Stored data
************
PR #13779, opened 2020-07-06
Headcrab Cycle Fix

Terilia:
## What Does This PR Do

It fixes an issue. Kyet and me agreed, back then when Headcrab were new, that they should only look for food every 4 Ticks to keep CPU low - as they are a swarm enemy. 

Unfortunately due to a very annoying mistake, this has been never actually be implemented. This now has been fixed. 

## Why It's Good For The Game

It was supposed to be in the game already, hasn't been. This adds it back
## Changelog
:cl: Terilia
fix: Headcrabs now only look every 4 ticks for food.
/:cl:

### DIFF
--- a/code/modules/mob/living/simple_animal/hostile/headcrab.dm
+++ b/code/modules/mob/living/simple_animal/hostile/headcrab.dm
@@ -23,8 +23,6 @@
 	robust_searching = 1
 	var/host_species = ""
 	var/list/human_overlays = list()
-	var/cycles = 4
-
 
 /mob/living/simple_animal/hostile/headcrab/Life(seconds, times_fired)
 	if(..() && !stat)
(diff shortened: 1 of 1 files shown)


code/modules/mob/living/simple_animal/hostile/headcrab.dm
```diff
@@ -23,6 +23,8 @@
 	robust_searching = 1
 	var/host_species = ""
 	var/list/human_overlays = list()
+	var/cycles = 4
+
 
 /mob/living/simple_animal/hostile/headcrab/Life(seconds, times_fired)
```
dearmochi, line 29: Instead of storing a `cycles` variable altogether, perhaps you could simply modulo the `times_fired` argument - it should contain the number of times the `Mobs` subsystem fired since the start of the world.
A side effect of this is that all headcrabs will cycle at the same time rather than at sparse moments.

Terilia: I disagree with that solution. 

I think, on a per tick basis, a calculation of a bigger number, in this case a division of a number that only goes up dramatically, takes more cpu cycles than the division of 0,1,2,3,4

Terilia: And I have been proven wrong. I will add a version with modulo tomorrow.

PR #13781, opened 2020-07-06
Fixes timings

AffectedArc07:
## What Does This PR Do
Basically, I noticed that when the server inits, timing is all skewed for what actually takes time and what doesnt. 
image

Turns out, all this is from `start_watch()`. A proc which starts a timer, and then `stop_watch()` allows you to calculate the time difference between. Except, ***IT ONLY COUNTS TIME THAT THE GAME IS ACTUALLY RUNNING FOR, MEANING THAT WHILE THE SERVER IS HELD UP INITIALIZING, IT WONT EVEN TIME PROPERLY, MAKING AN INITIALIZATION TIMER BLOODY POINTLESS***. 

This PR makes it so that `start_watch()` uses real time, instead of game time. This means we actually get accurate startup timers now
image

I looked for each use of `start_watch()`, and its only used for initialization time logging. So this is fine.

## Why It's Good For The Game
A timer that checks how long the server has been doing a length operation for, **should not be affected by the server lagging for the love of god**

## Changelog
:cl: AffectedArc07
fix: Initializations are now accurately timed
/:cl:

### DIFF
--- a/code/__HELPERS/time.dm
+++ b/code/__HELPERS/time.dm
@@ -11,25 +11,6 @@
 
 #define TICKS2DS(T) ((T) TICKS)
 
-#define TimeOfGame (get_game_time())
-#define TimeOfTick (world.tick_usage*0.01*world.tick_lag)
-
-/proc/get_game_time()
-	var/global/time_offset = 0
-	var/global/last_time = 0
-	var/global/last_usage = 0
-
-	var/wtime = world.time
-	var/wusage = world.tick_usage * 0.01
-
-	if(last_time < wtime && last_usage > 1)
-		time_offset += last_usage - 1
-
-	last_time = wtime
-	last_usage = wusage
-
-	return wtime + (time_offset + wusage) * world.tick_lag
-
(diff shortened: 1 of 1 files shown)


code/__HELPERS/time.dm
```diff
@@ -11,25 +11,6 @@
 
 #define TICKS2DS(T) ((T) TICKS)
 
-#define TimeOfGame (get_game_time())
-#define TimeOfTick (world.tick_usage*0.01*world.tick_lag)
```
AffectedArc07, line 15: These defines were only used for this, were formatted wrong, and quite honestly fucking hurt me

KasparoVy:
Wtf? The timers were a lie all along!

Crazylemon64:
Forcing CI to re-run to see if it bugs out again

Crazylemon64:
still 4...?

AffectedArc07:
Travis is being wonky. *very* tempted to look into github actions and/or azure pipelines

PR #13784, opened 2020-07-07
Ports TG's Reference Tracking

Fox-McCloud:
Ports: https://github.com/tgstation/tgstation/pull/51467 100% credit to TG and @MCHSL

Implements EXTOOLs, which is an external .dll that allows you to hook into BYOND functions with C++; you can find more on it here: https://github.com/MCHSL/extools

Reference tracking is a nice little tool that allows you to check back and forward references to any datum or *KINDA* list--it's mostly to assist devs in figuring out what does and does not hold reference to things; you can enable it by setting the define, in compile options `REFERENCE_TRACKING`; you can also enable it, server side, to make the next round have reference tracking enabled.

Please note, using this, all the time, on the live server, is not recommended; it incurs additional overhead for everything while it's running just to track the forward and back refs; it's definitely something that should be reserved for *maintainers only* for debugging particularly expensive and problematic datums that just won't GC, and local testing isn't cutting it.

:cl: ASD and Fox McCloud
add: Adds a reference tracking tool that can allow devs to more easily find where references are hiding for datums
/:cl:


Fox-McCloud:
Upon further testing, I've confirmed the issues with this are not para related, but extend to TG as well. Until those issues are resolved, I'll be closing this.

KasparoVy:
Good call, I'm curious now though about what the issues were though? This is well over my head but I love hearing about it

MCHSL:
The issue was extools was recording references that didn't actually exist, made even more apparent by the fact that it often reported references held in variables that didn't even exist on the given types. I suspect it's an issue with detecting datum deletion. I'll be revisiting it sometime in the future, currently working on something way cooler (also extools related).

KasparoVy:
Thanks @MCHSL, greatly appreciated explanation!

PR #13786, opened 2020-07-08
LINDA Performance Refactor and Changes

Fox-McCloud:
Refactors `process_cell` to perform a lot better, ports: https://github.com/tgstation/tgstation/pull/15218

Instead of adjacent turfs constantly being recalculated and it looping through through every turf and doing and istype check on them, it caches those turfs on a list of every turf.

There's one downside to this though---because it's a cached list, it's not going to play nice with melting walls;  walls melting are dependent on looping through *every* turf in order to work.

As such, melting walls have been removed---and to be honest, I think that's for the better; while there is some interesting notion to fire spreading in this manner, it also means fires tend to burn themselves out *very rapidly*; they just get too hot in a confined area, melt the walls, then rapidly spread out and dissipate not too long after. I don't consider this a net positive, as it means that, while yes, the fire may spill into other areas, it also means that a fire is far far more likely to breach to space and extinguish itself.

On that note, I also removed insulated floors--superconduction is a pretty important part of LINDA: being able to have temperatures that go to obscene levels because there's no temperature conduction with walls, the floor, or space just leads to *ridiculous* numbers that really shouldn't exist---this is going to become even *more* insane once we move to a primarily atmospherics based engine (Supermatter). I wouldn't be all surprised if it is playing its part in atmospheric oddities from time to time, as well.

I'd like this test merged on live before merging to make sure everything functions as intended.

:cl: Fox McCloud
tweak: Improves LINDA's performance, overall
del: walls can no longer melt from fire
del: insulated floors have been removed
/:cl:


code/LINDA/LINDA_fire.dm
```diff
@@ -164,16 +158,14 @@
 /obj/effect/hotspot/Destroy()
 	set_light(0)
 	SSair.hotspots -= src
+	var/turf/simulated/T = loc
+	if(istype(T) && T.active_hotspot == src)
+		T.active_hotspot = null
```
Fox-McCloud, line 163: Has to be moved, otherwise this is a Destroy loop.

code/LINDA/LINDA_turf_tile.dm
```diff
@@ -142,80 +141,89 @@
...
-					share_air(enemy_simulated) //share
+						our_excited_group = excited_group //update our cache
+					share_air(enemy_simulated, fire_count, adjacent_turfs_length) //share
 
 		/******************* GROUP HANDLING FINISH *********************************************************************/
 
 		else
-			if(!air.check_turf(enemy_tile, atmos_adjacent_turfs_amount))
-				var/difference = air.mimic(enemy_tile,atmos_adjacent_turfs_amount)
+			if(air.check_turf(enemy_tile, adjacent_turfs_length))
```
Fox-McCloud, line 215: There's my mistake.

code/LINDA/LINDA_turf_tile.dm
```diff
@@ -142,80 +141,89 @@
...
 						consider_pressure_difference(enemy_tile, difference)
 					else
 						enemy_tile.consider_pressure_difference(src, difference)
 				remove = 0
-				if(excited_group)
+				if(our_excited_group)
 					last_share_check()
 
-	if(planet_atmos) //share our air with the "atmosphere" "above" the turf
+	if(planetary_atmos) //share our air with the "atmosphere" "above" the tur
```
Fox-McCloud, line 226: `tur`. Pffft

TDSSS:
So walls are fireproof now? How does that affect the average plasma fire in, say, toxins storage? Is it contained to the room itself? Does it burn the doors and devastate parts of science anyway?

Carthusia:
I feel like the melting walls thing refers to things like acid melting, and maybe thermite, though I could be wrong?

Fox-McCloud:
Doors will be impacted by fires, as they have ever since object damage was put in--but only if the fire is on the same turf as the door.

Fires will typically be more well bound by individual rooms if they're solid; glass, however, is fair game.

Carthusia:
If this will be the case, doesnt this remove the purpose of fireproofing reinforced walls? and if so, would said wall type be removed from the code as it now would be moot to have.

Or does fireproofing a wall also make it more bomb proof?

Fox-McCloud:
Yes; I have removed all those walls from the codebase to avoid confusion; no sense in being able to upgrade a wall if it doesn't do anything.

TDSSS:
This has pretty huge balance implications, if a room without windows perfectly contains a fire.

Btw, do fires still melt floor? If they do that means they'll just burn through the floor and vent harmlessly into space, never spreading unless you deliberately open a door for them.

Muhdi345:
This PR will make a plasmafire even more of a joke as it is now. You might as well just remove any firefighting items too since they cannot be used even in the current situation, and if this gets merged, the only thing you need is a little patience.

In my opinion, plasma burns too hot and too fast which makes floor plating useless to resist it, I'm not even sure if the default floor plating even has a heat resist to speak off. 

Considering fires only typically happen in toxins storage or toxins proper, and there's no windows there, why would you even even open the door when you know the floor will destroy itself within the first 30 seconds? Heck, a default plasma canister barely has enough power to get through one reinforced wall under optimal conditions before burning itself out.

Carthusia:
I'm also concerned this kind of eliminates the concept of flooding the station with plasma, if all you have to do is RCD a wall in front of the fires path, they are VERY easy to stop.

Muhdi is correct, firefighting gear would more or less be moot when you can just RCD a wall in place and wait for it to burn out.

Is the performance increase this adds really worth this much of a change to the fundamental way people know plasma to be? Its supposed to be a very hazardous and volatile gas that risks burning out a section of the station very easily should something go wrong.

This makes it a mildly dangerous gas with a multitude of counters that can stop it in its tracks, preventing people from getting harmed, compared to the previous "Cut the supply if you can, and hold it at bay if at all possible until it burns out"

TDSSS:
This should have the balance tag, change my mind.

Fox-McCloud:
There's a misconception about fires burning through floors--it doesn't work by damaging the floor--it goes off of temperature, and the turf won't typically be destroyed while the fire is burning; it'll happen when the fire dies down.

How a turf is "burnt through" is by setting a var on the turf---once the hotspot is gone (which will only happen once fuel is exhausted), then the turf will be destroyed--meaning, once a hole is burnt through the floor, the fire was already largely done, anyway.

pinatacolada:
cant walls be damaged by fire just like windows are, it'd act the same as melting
************
- **Aim of the exercise**: Retype exactly, and only, the lines above from the one where "Ports TG's Reference Tracking" occurs up to and including the one where "Implements EXTOOLs, which" occurs.

- **Answer section**:
Ports TG's Reference Tracking

Fox-McCloud:
Ports: https://github.com/tgstation/tgstation/pull/51467 100% credit to TG and @MCHSL

Implements EXTOOLs, which is an external .dll that allows you to hook into BYOND functions with C++; you can find more on it here: https://github.com/MCHSL/extools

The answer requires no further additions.